%%

PR #1890, opened 2025-10-29
ci: add docs backport reminder workflow

davidweisse:


.github/workflows/docs_backport_reminder.yml
```diff
@@ -0,0 +1,32 @@
...
+      - name: Add reminder comment
+        if: steps.find-comment.outputs.comment-id == ''
+        uses: peter-evans/create-or-update-comment@e8674b075228eee787fea43ef493e45ece1004c9 # v5.0.0
+        with:
+          issue-number: ${{ github.event.pull_request.number }}
+          body: |
+            ### Does this change need to be backported?
+
+            - [ ] Yes, this should be backported.
+            - [ ] No, backporting is not needed.
```
katexochen:
```suggestion
            ### Does the documentation changes need to be backported?
            
            Changes to `/doc/docs` won't be visible until the next release.
            If you are fixing something in the docs that should be immediately visible, the change needs to be made to both `/docs/docs` and /`docs/versioned_docs/version-X.Y`, where X.Y is the version of the latest minor release. This can be done in this same PR.

            - [ ] Yes, this should be backported to the currently version of the docs.
            - [ ] No, the PR only contains docs changes relevant for future versions.
```

.github/workflows/docs_backport_reminder.yml
```diff
@@ -0,0 +1,35 @@
...
+    permissions:
+      pull-requests: write
+    steps:
+      - name: Check if comment already exists
+        id: find-comment
+        uses: peter-evans/find-comment@b30e6a3c0ed37e7c023ccd3f1db5c6c0b0c23aad # v4.0.0
+        with:
+          issue-number: ${{ github.event.pull_request.number }}
+          body-includes: "Do the documentation changes need to be backported?"
+      - name: Add reminder comment
```
katexochen, line 35: We can add a step to check if docs/versioned_docs/.. was modified. In this case, we don't need to print the reminder.

PR #1882, opened 2025-10-28
initdata: handle imagepuller config

charludo:
If `/etc/host-config/imagepuller.toml` exists in the runtime's dir, the kata runtime will pack it into a device, similar to the initdata device; the initdata-processor will then see the device, read its contents and write the original file back to the `/run/insecure-config/imagepuller.toml` file expected by the imagepuller.

PR #1893, opened 2025-10-30
nodeinstaller: write imagepuller config secret to host

charludo:
Wrote this as part of the e2e for the imagepuller auth, but seemed like it should rather be in its own, narrowly defined PR.

## How to test:

1. deploy some workload:
    ```bash
    just
    ```
2. take note of namespace:
    ```bash
    export ns=$(cat workspace/just.namespace)
    ```
3. create a file `contrast-imagepuller.toml` to be used as a secret. For testing, a comment is enough:
    ```toml
    # Hello from the other side!
    ```
4. create the secret in kubernetes:
    ```bash
    kubectl create secret generic contrast-node-installer-imagepuller-config --from-file contrast-imagepuller.toml=contrast-imagepuller.toml -n $ns
    ```
5. restart the nodeinstaller daemonset:
    ```bash
    kubectl rollout restart ds contrast-cc-metal-qemu-snp-be766437-nodeinstaller -n $ns
    ```
6. on the host, find your file in `/opt/edgeless/contrast-cc-metal-qemu-snp-be766437/etc/host-config/contrast-imagepuller.toml`
7. if you rebase on #1882 before all of this, you can also kill/restart a pod and then find `/run/insecure-config/imagepuller.toml` and a mention of its usage in the imagepuller logs.

### DIFF
--- a/nodeinstaller/node-installer.go
+++ b/nodeinstaller/node-installer.go
@@ -9,6 +9,7 @@ import (
 	"encoding/json"
 	"errors"
 	"fmt"
+	"io"
 	"io/fs"
 	"log"
 	"os"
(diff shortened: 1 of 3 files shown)


nodeinstaller/node-installer.go
```diff
@@ -364,3 +369,41 @@ type assetFetcher interface {
...
+	defer inputFile.Close()
+
+	outputFile, err := os.Create(imagepullerDest)
+	if err != nil {
+		return fmt.Errorf("opening imagepuller config destination file %q: %w", imagepullerDest, err)
+	}
+	defer outputFile.Close()
+
+	_, err = io.Copy(outputFile, inputFile)
+	if err != nil {
```
burgerdev:
```suggestion
	if _, err := io.Copy(outputFile, inputFile); err != nil {
```

burgerdev (approved):
lgtm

%%

### Assigned task
Your answer should consist of the lines above that hold the word "restart".

### Answer for the task
5. restart the nodeinstaller daemonset:
    kubectl rollout restart ds contrast-cc-metal-qemu-snp-be766437-nodeinstaller -n $ns
7. if you rebase on #1882 before all of this, you can also kill/restart a pod and then find `/run/insecure-config/imagepuller.toml` and a mention of its usage in the imagepuller logs.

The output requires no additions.